# Installer Win 7/32 et Win 7/64 sur iMac 21,5 mi 2010 ?



## Christian49140 (18 Mai 2016)

Bonjour,

La question est dans le titre....))
Pour détailler un peu, et dans un premier temps, je me pose la question (j'y connais pas grand chose) de savoir si je peux installer la version de Windows 7 64 bits en plus de la version 32 bits sur le même ordinateur ? 
J'y vois pas mal d'objections, mais j'ai un doute ... sur la faisabilité.
Votre avis ?
Merci
Christian49


----------



## Locke (18 Mai 2016)

Christian49140 a dit:


> Pour détailler un peu, et dans un premier temps, je me pose la question (j'y connais pas grand chose) de savoir si je peux installer la version de Windows 7 64 bits en plus de la version 32 bits sur le même ordinateur ?


Non, Assistant Boot Camp ne supportera qu'une seule partition en interne.

Tu peux le faire en faisant une machine virtuelle pour chaque version, mais franchement aucun intérêt. Il faut savoir que la version en 32 ne verra jamais plus de 3,2 Go de mémoire. Ce n'est pas un bug, mais un bridage, donc un PC ayant 8 Go de mémoire n'affichera que 3,2 Go au maximum.

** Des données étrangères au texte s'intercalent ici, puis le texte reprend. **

PR #6766, opened 2018-05-25
Mac: how to run docker-diagnose

akimd:
### Proposed changes

- update instructions about a moved HOME
- show how to run docker-diagnose by hand

Cc @gtardif @jasonbivins

### DIFF
--- a/docker-for-mac/faqs.md
+++ b/docker-for-mac/faqs.md
@@ -75,7 +75,7 @@ Do the following each time:
 
 `Docker.app` is Docker for Mac, a bundle of Docker client, and Docker Engine.
 `Docker.app` uses the macOS Hypervisor.framework to run containers, meaning that
-_**no separate VirtualBox is required**_.
+no separate VirtualBox is required.
 
 ### What are system requirements for Docker for Mac?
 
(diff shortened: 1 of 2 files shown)


docker-for-mac/faqs.md
```diff
@@ -86,10 +86,19 @@ the install guide.
 
 ### Do I need to reinstall Docker for Mac if I change the name of my macOS account?
 
-Yes, if you [change the name of your macOS user account and home
-folder](https://support.apple.com/en-us/HT201548){: target="_blank" class="_"} after Docker for Mac is
-already installed, you need to uninstall and reinstall Docker for Mac. Otherwise, Docker for Mac fails to start. See also,
-[Docker for Mac does not start if Mac user account and home folder are renamed after installing Docker for Mac](troubleshoot.md#docker-for-mac-does-not-start-if-mac-user-account-and-home-folder-are-renamed-after-installing-the-app) in Troubleshooting.
+Starting with Docker for Mac Edge 18.06, this path is relative to the user's
```
gtardif: We can mention just release 18.06 without specifying Edge, since it is going to be also in Stable 18.06.
I would mention this change in a separate PR to merge it when 18.06 is out, separately from the rest

joaofnfernandes:
I think this looks good even if the feedback hasn't been addressed. We can follow-up with a subsequent PR if needed.

PR #10221, opened 2020-01-30
Update links on where to download Docker

thorerik:
Since the hub Onboarding overlay links back to the docs, it just becomes a logical loop.

I've updated the links to link to each product's edition on the hub, rather than the onboarding overlay


stephen-turner:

Dans ton cas il serait souhaitable de faire la désinstallation de la version en 32 bits au profit de la 64 bits.


----------



## Christian49140 (18 Mai 2016)

Locke a dit:


> Non, Assistant Boot Camp ne supportera qu'une seule partition en interne.
> 
> Tu peux le faire en faisant une machine virtuelle pour chaque version, mais franchement aucun intérêt. Il faut savoir que la version en 32 ne verra jamais plus de 3,2 Go de mémoire. Ce n'est pas un bug, mais un bridage, donc un PC ayant 8 Go de mémoire n'affichera que 3,2 Go au maximum.
> 
> Dans ton cas il serait souhaitable de faire la désinstallation de la version en 32 bits au profit de la 64 bits.



Bonjour Locke et merci pour l'info,

Je ne serai pas contre la désinstallation de la 32 bits au profit de la 64 bits (histoire d'utiliser mes 8G de RAM)
Mais comme je n'y connais pas grand chose je me pose beaucoup de questions avant d'agir.
Donc la question suivante qui me vient à l'esprit est; est ce que pourrais restaurer toutes mes données une fois le changement d'OS effectué ?


----------